More anon if I pull together an ambitious project to examine two antithetical approaches to American history: the Hillsdale College 1776 Curriculum and the 1619 Project.
Keep the faith. Stand with Ukraine.
Yr obdt svt
References
I was born in Tulsa. I returned to learn how leaders are grappling with its history
Tulsa faces reckoning over historical racism as state law restricts how history is taught (video and transcript)
Bill Chappell, 1 complaint led a Florida school to restrict access to Amanda Gorman's famous poem, NPR, May 25, 2023
Richard Luscombe, DeSantis appears to back woman who led Amanda Gorman poem school ban, The Guardian, May 26, 2023)

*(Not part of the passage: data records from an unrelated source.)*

PR #3423, opened 2016-04-29
Pinned all third party libs version

rochacbruno:
To avoid what happened with **paramiko** being backwards incompatible (see 2.0.0 statement here: http://www.paramiko.org/changelog.html)

I think it is a good practice to pin all the version of third party packages.

A raised question is that we should always use the latest versions, but more important is keeping our automation working without breaks.

So we can use requires.io to notify us if we are using a very older version or insecure package
example here: https://requires.io/github/rochacbruno/robottelo/requirements/?branch=pinned_external_dependencies

We are always in risk of e.g: requests or unittest2 package having a new broken release which will silently break our automation.

In the cases of fauxfactory and nailgun we can leave unpinned since that packages are under our control.

What do you think?


sthirugn:
ACK

JacobCallahan:
@rochacbruno would you mind creating an issue for the inclusion of requires.io? While I agree that it is good to pin down our requirements for stability's sake. We would be remiss to not want to keep up with the latest versions whenever possible.

elyezer:
I think robottelo master should always follow the latest available version. So far pinned versions was due to the lack of time in order to investigate and fix the dependencies. That said, if others agree with this I am ok, but I prefer to continue making robottelo always compatible with the latest versions of the required packages.

We already have the practice of pinning the packages whenever we tag robottelo.

JacobCallahan:
@elyezer that is a good point as well. i am divided on this. One one hand it is great to have stability without needing to scramble to diagnose errors with dependencies. On the other, it is a great practice to stay in date.

rochacbruno:
@elyezer automation on Jenkins is using tagged releases or master upstream?

elyezer:
@rochacbruno it depends on the version of the satellite we are running. Currently all 6.1.z are running on tagged version since we have created the snapshot to freeze tests and requirements.

Since master is our development branch I don't want to pin dependencies because it could lead to the need of many changes when we decide to update the dependencies.

rochacbruno:
@elyezer Ok, so we have to assume to risk of having a failure caused by 3rd party modules on 6.2 automation. 

Also we need to remove the pinned paramiko version and make sure that it will be upgraded in the next run to include the newest **cryptography** dependency.


BTW: I would agree more with you if we have **development** and **master** branches, **development** keeps unstable and **master** is tested on our CI with pinned versions.

elyezer:
@rochacbruno installing latest paramiko is already possible on Jenkins and the changes describing what is needed will be introduced when the WIP branch [1] gets merged.

Regarding the possible failures by experience we did not got much failures caused by third party libraries so far that is not a big risk in my opinion. Until we stabilize the automation to the final 6.2 version with most or all tests passing we may find the need of updating robottelo code to match the updates on its dependencies, which I think is fine until we have a stable version and decide to tag 6.2.

Having development and master branch by just possible dependency issue don't makes 100% sense to me. I mean just because that since as I said the dependency issue just happened once or twice so far (about 2 years+ of robottelo project).

[1] https://github.com/SatelliteQE/robottelo/compare/master...elyezer:use-latest-paramiko

JacobCallahan:
@elyezer @rochacbruno perhaps we should hold off on this for now and discuss it this Wednesday during our meeting.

Joan Murray, Florida school moves Amanda Gorman's poem "The Hill We Climb" to middle school section after complaint, CBS News, May 24, 2023
*Memo from the Editorial Desk: This piece was updated on May 27, 2023, in the paragraph beginning “The latest absurd incident” to correct the misstatement that Amanda Gorman’s inaugation poem “The Hill We Climbed” was banned by a Miami school district. I also typo’d her name as “Gorham” in the original publication, for which I apologize. I could use an editor, but that is no excuse. CBS News and NPR reports on the story were added to the list of references.

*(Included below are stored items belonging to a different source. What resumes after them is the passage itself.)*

PR #3425, opened 2016-05-02
Fix encoding declaration error

Ichimonji10:
File encoding declarations must be on the first line, or the second if a
shebang is present. Before this commit:

    $ python -c 'from tests.foreman.api import test_bookmarks'
      File "tests/foreman/api/test_bookmarks.py", line 198
    SyntaxError: Non-ASCII character '\xe2' in file tests/foreman/api/test_bookmarks.py on line 199, but no encoding declared; see http://python.org/dev/peps/pep-0263/ for details

After this commit:

    $ python -c 'from tests.foreman.api import test_bookmarks'


sthirugn:
ACK

elyezer:
ACK

PR #3447, opened 2016-05-11
Update get_value for UI settings

elyezer:
Make sure to return a blank value if `Click to edit..` is the text of the
settings because that text will be present just for blank setting value.

### DIFF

Miami-Dade schools issued a statement which read in part:
"No literature (books or poem) has been banned or removed. It was determined at the school that The Hill We Climb is better suited for middle school students and, it was shelved in the middle school section of the media center. The book remains available in the media center." (Murray)
NPR reported that this area is reserved for middle school students. Other reports cited above stated that elementary school students no longer have access to the book. The parent wanted the book removed entirely. In response to the complaint form’s question asking for what age group she would recommend this material, she wrote, “Not for schools.”
I reread “The Hill We Climb” and found no basis for the complaint, which refers specifically to indirect hate messages on pp. 12–13. Chappell at NPR states that these pages read:
We've braved the belly of the beast. We've learned that quiet isn't always peace, And the norms and notions of what "just is" Isn't always justice. And yet the dawn is ours before we knew it. Somehow, we do it. Somehow, we've weathered and witnessed A nation that isn't broken, but simply unfinished.
It is fair to argue that “The Hill We Climb” is better suited for higher grade levels. The poem may well challenge fifth grade students, but I do not think it would be beyond any who are interested and see no reason why it should be made unavailable to them.
Reagan Miller of the Florida Freedom to Read Project told NPR that many school districts are handling complaints about books very cautiously from fear of being investigated, not unreasonable given Florida’s current political climate and lack of clear legal guidance. In other words, Florida’s law is working as DeSantis and Republicans in the state legislature intended.
Another good and thoughtful piece, David.